自責の念

当然ながら、引っ越してきた東北の土地に知り合いはおらず、近所の顔なじみ等もゼロだ。この状況になると流石に人恋しくなるもので、そもそも僕は東京の雑踏に慣れてしまっていたが故、街の静けさ

そのものに「生きづらさ」を感じ始めてしまう。


そうもなると兄弟仲が必然的に良化。数日しか経っていないとはいえ、今までの遅れを取り返すかのように、ケイと僕との心的距離は「グッ」と近づいた。一人っ子として育った僕にとって、ある意味でこれも青天の霹靂である。


一つだけ心残りがあるならば、「生きるために少しココを離れたい」と、育ての親である大槻の両親に伝えて「置いてきた」事だろうか。平穏を求める代償として、それ以上でもそれ以下でもない言い回しだけを「実家のリビング」に残して。

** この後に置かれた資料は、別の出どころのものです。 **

Issue #1575, opened 2026-09-18
Fresh-Mac onboarding blocked by hard CLT/python3 dependency; installer hard-exits requiring a GUI click


Augustas11:
## Summary
On a **brand-new Mac** (no Xcode Command Line Tools yet), the installer hard-exits at the first step because it requires `python3`, which on a clean macOS is only Apple's CLT stub. This blocks the Terminal/curl path (multi-minute GUI detour + full re-run) and **fully blocks headless/SSH onboarding**.

## Behavior observed (macOS 26.4.1, fresh)
```
[macprovider-install] ERROR: This Mac needs Apple's Command Line Developer Tools to finish provider setup
(they include python3). A system installer has been opened — click Install, wait for it to finish, then
reopen Malibu.
```
- `/usr/bin/python3` exists but is the CLT **stub**; `xcode-select -p` errors; `/Library/Developer/CommandLineTools` absent.
- The installer runs `xcode-select --install` (opens a GUI dialog) and **exits rc=1**. It does **not** wait/poll for CLT to finish or auto-resume — the user must click a GUI dialog, authenticate as admin, wait ~5–10 min, then re-run the whole one-liner.

## Impact
- **Terminal/curl user:** aborts on first run; no resume.
- **Headless/SSH user (no GUI):** hard-blocked — the CLT dialog can't be clicked, and headless mode needs pre-configured passwordless sudo which a normal new host won't have.

## Gate location
`ensure_python3_usable` / `_python3_usable_or_die` (phase3-binary/dist/install.sh:7660–7681). The gate keys off the **first `python3` on PATH**; a real interpreter earlier on PATH satisfies it without CLT.

## Proof the sole blocker is python3 (not CLT itself)
Dropping a standalone `python3` (python-build-standalone) into `~/.local/bin` and prepending PATH lets the installer proceed with **no CLT and no admin** — it downloads/verifies the release and continues normally. So the CLI runtime does not need CLT; only the installer's python helpers do.

## Fix options (in leverage order)
1. **Remove the python3 dependency from install.sh** (port the few helpers to bash/awk, or bundle a small static python in the release). Removes a first-run wall for every new Mac and unblocks headless.
2. If python3 must stay, **poll/wait for CLT and auto-resume** instead of `die` rc=1 + full re-run.
3. Detect fresh-Mac + no-GUI early and print the exact non-interactive remediation up front.

## Caveat for any PATH-based workaround
[...]

PR #1582, opened 2026-09-18
Fix installer 404: paginate latest-release lookup and de-quadratic the parser (#1574)

### LINKED ISSUE #1574: install.sh 404s for all new hosts: no stable release found when >30 prereleases follow latest stable
## Summary
The public installer `curl -fsSL https://get.malibu.tech/install.sh | bash` currently **fails for every new host** with a 404. On a fresh Mac it errors:

```
[macprovider-install] ERROR: no non-prerelease macprovider-cli release (tag ^v[0-9]) found in recent GitHub Releases
[macprovider-install] Latest release:
curl: (56) The requested URL returned error: 404
[macprovider-install] ERROR: failed to download checksums.txt
```

## Root cause
`latest_release_tag()` (phase3-binary/dist/install.sh:9435) resolves "latest" by listing only the **30 most recent** releases and filtering out prereleases **client-side**:

```
api_url="https://api.github.com/repos/${GITHUB_REPO}/releases?per_page=30"
```

The recent release stream is dominated by **candidate prereleases (v1.8.124–v1.8.162, OpenRouter readiness builds)**. The latest **stable** release `v1.8.123` now sits at **non-draft index 39**, outside the 30-item window. So the client-side filter finds **0 stable `^v[0-9]` tags** → empty result → download 404.

## Evidence (today)
- `GET /releases?per_page=30` → 29 non-draft, **29 prerelease, 0 stable**.
- `v1.8.123` (latest stable) is at non-draft index **39**.
- GitHub's server-side `GET /releases/latest` (which ignores prereleases/drafts) correctly returns `v1.8.123` — the installer does **not** use it.

## Impact
- **Severity: Critical / live.** Every fresh terminal onboarding is broken right now. Only an operator who knows to pass `MACPROVIDER_VERSION=v1.8.123` can install.

## Fix options
1. **Preferred:** resolve the stable channel via `GET /releases/latest` (server-side, prerelease-aware) instead of `per_page=30` + client filter.
2. Or paginate / raise `per_page` until a stable `^v[0-9]` tag is found (bounded).
3. Stop candidate builds from burying stable: mark readiness candidates as **drafts** (excluded from the list) rather than prereleases, or publish them under a separate mechanism.
4. Add a scheduled **consumer-surface parity alarm** that fails loudly when the installer resolves no stable release (catches this within minutes, not when a user reports a 404).

## Repro
On any Mac with no `MACPROVIDER_VERSION` set:
```
curl -fsSL https://get.malibu.tech/install.sh | bash
```

---
_Filed from an end-to-end provider-onboarding test on a fresh Mac Studio (M3 Ultra, 256 GB, macOS 26.4.1)._

Augustas11:
## Summary

`curl -fsSL https://get.malibu.tech/install.sh | bash` currently **404s for every new host**. `latest_release_tag()` resolved "latest" from a single `/releases?per_page=30` page and filtered prereleases / non-`^v[0-9]+\.[0-9]+\.[0-9]+$` tags client-side. The recent release stream is a long run of consecutive candidate prereleases (OpenRouter readiness builds), so **zero stable tags land in the first 30** → `die 3` → `checksums.txt` download 404.

Verifying the fix surfaced a **second, coupled defect**: the awk parser was **O(n²)** and hung on realistic pages. Both are fixed here in one landing patch.

## What changed

**1. Paginate the latest-release lookup** — `phase3-binary/dist/install.sh`
- Walk `per_page=100&page=N` newest-first until a stable tag is found, an empty page ends the list, or a 10-page (1000-release) cap trips (then `die 3`).
- `/releases/latest` is still deliberately avoided, and the strict `^v[0-9]+\.[0-9]+\.[0-9]+$` + non-prerelease filter is preserved, so an unrelated release under the same repo (e.g. `macprovider-verify` under `verify-vX.Y.Z`) can't hijack the installer.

一段と北の寒さが身に沁みてきた1月下旬。僕は自らのメンタルに不調を感じ始めていた。当初は慣れない冷え込みによって、活性が落ちただけだと思っていたし、みるみるうちに朝起きれなくなったのも、転入した通信制の高校には登校する義務がないからだと、高をくくっていた。


それに伴い急増していたケイとの会話も、ジェットコースターのような下振れにより、ほぼゼロに近くなってしまった。


ケイはもう成人済みの、れっきとした大人である。新しいコミュニティに入っていくという事を、彼は少なからず経験して来ている筈だ。極論を言えば生きた年数等も含めて、少なくとも僕よりは環境の変化に対応する能力を持ち合わせていると思う。


そんなことに劣等感など感じなくて良いはずなのに、何だか自分が急に情けなくなった。育ての両親に対しても「僕が悪いんだ」「自分のせいで」と、気が付けば何でもかんでも自分を責める思考が、どんどん当たり前になっていった。


「このままでは、本格的におかしくなる…」と、収入が欲しいという理由ではなく、外との関わりを持つためだけに、とにかくアルバイトをしようと思い始めた矢先。


僕の心のキャパシティが限界を迎え、涙のダムが所構わず突然決壊した。